There is no generally accepted distinction between these two groups.
  • For the purposes of Basic Concepts in Environmental Sciences, total VOC concentrations less than 500 ppm are considered low.
  • The low concentration group is further divided into three main categories depending on the number of different VOC compounds in the gas stream and the value of recovering these compounds for re-use.
If there are a large number of separate VOC compounds, it is usually not economically feasible to recover and reuse the captured organics.
  • In this case, thermal or catalytic oxidizers are used to oxidize the VOC compounds.
  • Adsorbers can also be used as independent control systems or as preconcentrators for the oxidizers.

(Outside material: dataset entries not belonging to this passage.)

PR #264, opened 2024-05-29
various small fixes

jakkdl:
Various small fixes I noticed while going through code/doc/issues.

* doc updates to 113 and `startable-in-context-manager`
* ASYNC102 await-in-finally-or-cancelled no longer treats `open_nursery` as a cancel scope.
  * While you can make the cancelscope inside the nursery shielded with a timeout, that was never actually supported (there was no logic for seeing `nursery.cancelscope.shield = True`, only for `nursery.shield = True`, which is not possible)
  * `open_nursery` is itself an async function so you can't safely open a nursery anyway.
*  async112 error message now specifies if it's a nursery or taskgroup.
   * for dumb reasons I confused myself into thinking async111 & async112 didn't have asyncio support, and fully rewrote that from scratch :upside_down_face: But some of the stuff was better so I kept it after noticing my mistake and rebasing onto an updated main.

### DIFF
--- a/docs/rules.rst
+++ b/docs/rules.rst
@@ -55,9 +55,9 @@ ASYNC112 : useless-nursery
 
 _`ASYNC113` : start-soon-in-aenter
     Using :meth:`~trio.Nursery.start_soon`/:meth:`~anyio.abc.TaskGroup.start_soon` in ``__aenter__`` doesn't wait for the task to begin.
-    This will only warn about built-in functions and those listed in _`ASYNC114`.
-    If you're starting a function that does not define `task_status`, then neither will trigger.
     Consider replacing with :meth:`~trio.Nursery.start`/:meth:`~anyio.abc.TaskGroup.start`.
+    This will only warn about functions listed in :ref:`ASYNC114 <async114>` or known from Trio.
+    If you're starting a function that does not define `task_status`, then neither will trigger.
 
 _`ASYNC114` : startable-not-in-config
     Startable function (i.e. has a ``task_status`` keyword parameter) not in :ref:`--startable-in-context-manager <--startable-in-context-manager>` parameter list, please add it so ASYNC113 can catch errors when using it.
--- a/docs/rules.rst
+++ b/docs/rules.rst
@@ -55,6 +55,8 @@ ASYNC112 : useless-nursery
 
 _`ASYNC113` : start-soon-in-aenter
     Using :meth:`~trio.Nursery.start_soon`/:meth:`~anyio.abc.TaskGroup.start_soon` in ``__aenter__`` doesn't wait for the task to begin.
+    This will only warn about built-in functions and those listed in _`ASYNC114`.
+    If you're starting a function that does not define `task_status`, then neither will trigger.
     Consider replacing with :meth:`~trio.Nursery.start`/:meth:`~anyio.abc.TaskGroup.start`.
 
 _`ASYNC114` : startable-not-in-config
--- a/docs/usage.rst
+++ b/docs/usage.rst
@@ -265,8 +265,9 @@ Example
 ``startable-in-context-manager``
 --------------------------------
 
-Comma-separated list of methods which should be used with :meth:`trio.Nursery.start`/:meth:`anyio.abc.TaskGroup.start` when opening a context manager,
-in addition to the default :func:`trio.run_process`, :func:`trio.serve_tcp`, :func:`trio.serve_ssl_over_tcp`, and :func:`trio.serve_listeners`.
+Comma-separated list of methods which should be used with :meth:`trio.Nursery.start`/:meth:`anyio.abc.TaskGroup.start` when opening a context manager.
+This includes startable functions in the trio and anyio standard library by default, namely :func:`trio.run_process`, :func:`trio.serve_tcp`, :func:`trio.serve_ssl_over_tcp`, :func:`trio.serve_listeners`, :func:`trio.serve`, :func:`anyio.run_process`, :func:`anyio.serve_tcp`, :func:`anyio.serve_ssl_over_tcp`, :func:`anyio.serve_listeners`, and :func:`anyio.serve`.
+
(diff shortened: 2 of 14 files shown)


jakkdl:
Don't think this needs a version/changelog bump, but it would probably be good to have some check for if the changelog is updated in a pull request as that's been missed in the past.

docs/usage.rst
```diff
@@ -265,8 +265,9 @@ Example
 ``startable-in-context-manager``
 --------------------------------
 
-Comma-separated list of methods which should be used with :meth:`trio.Nursery.start`/:meth:`anyio.abc.TaskGroup.start` when opening a context manager,
-in addition to the default :func:`trio.run_process`, :func:`trio.serve_tcp`, :func:`trio.serve_ssl_over_tcp`, and :func:`trio.serve_listeners`.
+Comma-separated list of methods which should be used with :meth:`trio.Nursery.start`/:meth:`anyio.abc.TaskGroup.start` when opening a context manager.
+This includes startable functions in the trio and anyio standard library by default, namely :func:`trio.run_process`, :func:`trio.serve_tcp`, :func:`trio.serve_ssl_over_tcp`, :func:`trio.serve_listeners`, :func:`trio.serve`, :func:`anyio.run_process`, :func:`anyio.serve_tcp`, :func:`anyio.serve_ssl_over_tcp`, :func:`anyio.serve_listeners`, and :func:`anyio.serve`.
```
Zac-HD, line 269: I think that the terms 'standard library' and 'by default' can be confusing here; I'd say something like "We then add known functions from AnyIO and Trio to this list, specifically [...]."

```
docs/usage.rst:268: WARNING: py:func reference target not found: trio.serve
docs/usage.rst:268: WARNING: py:func reference target not found: anyio.serve_tcp
docs/usage.rst:268: WARNING: py:func reference target not found: anyio.serve_ssl_over_tcp
docs/usage.rst:268: WARNING: py:func reference target not found: anyio.serve_listeners
docs/usage.rst:268: WARNING: py:func reference target not found: anyio.serve
docs/usage.rst:271: WARNING: undefined label: 'async114'
```

flake8_async/visitors/visitors.py
```diff
@@ -113,19 +113,22 @@ def visit_With(self, node: ast.With | ast.AsyncWith):
...
+                item.context_expr, "create_task_group", base="anyio"
+            ):
+                nursery_type = "taskgroup"
+            # check for asyncio.TaskGroup
+            elif get_matching_call(item.context_expr, "TaskGroup", base="asyncio"):
+                nursery_type = "taskgroup"
                 start_methods = ("create_task",)
+            else:
+                assert True
+                continue
```
Zac-HD, line 131: I'd just put a `# pragma: no cover  # see coverage issue #nnnn` here

tests/eval_files/async102.py
```diff
@@ -111,7 +111,9 @@ async def foo():
         myvar = True
         with trio.open_nursery(10) as s:
             s.shield = myvar
-            await foo()  # safe in theory, error: 12, Statement("try/finally", lineno-6)
+            # this is not safe in theory - because `trio.open_nursery` is an async cm,
+            # so it's not possible to open a nursery at all.
+            await foo()  # error: 12, Statement("try/finally", lineno-8)
```
Zac-HD, line 116: So this should be `async with`, yeah?  Also nurseries only checkpoint on exit, so I think it _is_ safe?

docs/rules.rst
```diff
@@ -55,6 +55,8 @@ ASYNC112 : useless-nursery
 
 _`ASYNC113` : start-soon-in-aenter
     Using :meth:`~trio.Nursery.start_soon`/:meth:`~anyio.abc.TaskGroup.start_soon` in ``__aenter__`` doesn't wait for the task to begin.
+    This will only warn about built-in functions and those listed in _`ASYNC114`.
```
Zac-HD, line 58:
```suggestion
    This will only warn about functions listed in _`ASYNC114` or known from Trio or AnyIO.
```

tox.ini
```diff
@@ -18,7 +18,9 @@ deps =
     hypothesmith >= 0.3.3
     trio
 commands =
-    pytest {posargs:-n auto}
+    coverage erase
+    coverage run -m pytest {posargs:-n auto}
+    coverage html
```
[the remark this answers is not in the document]
jakkdl: sorry, that commit was merely to make it easier to reproduce and rule out pytest-cov. I did not mean for the changes to actually get merged

docs/usage.rst
jakkdl: Oh, turns out there is not a single function in anyio that takes a `task_status` parameter. The `serve_xxx` functions don't exist, and neither [`anyio.run_process`](https://anyio.readthedocs.io/en/stable/api.html#anyio.run_process) has a `task_status` parameter nor any of the `serve` methods do. A search through the code and docs also reveal nothing. So ASYNC113 in fact does have several false alarms currently. Should change the code to also take into account the base of the attribute and not match on any `xxx.run_process`.

Zac-HD (approved):
LGTM overall; since this won't trigger a release let's deal with the false alarms in a follow-up 🙂

tests/eval_files/async102.py
jakkdl: wait, it doesn't block/checkpoint on exit either??

```python
import trio

async def foo():
    with trio.CancelScope() as cs:
        cs.cancel()
            print("in nursery")
        print("after nursery")

trio.run(foo)
```

```sh
python foo.py
in nursery
after nursery
```

jakkdl: > It does not block on entry; on exit it blocks until all child tasks have exited.

oh, hm. I guess that is meant to be read "if there are child tasks still alive, block until they have exited. If there are no child tasks, or they have all exited, it doesn't block."
Which in the end means that `open_nursery` never checkpoints on entry, and *sometimes* checkpoints on exit.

  • If there are a very limited number of VOC compounds (less than or equal to 3), it is usually possible to use either adsorbers or biological oxidation systems
It is necessary to confirm that the compounds can be desorbed from regenerative-type adsorbers and that the specific organics are not toxic to the microorganisms in biological oxidation systems.
  • Both thermal and catalytic oxidizers can also be used for these types of gas streams.
  • If recovery and reuse are necessary, an adsorber system is generally used as the control technique.
  • Due to the low VOC concentrations, the cost of organic compound recovery can be quite high.
The applicability of VOC control systems for high concentration systems also depends, in part, on the number of separate VOC compounds present in the gas stream and the economic incentives for recovery and reuse.
  • Thermal oxidizers can be used in all cases in which recovery and reuse are not desired or economically feasible.
  • Catalytic oxidizers can be used in these same situations if there are no gas stream components that would poison, mask, or foul the catalyst.
  • Adsorbers can also be used for this service as long as there are environmentally acceptable means for disposal of the collected organics.
If recovery and reuse are desired, either adsorbers or condenser/refrigeration systems can be used.
  • These systems are limited to gas streams containing at most three organic compounds due to the costs associated with separating the recovered material into individual components.
  • If the process can reuse a multi-component organic stream, both adsorbers and condenser/refrigeration systems can be used without the costs of recovered material purification and reprocessing.
There are a number of commercial VOC control systems that fall outside the general pattern of applicability indicated in Figures 5 and 6.
  • These figures provide a very general indication of the uses and limitations of the five main types of VOC control systems.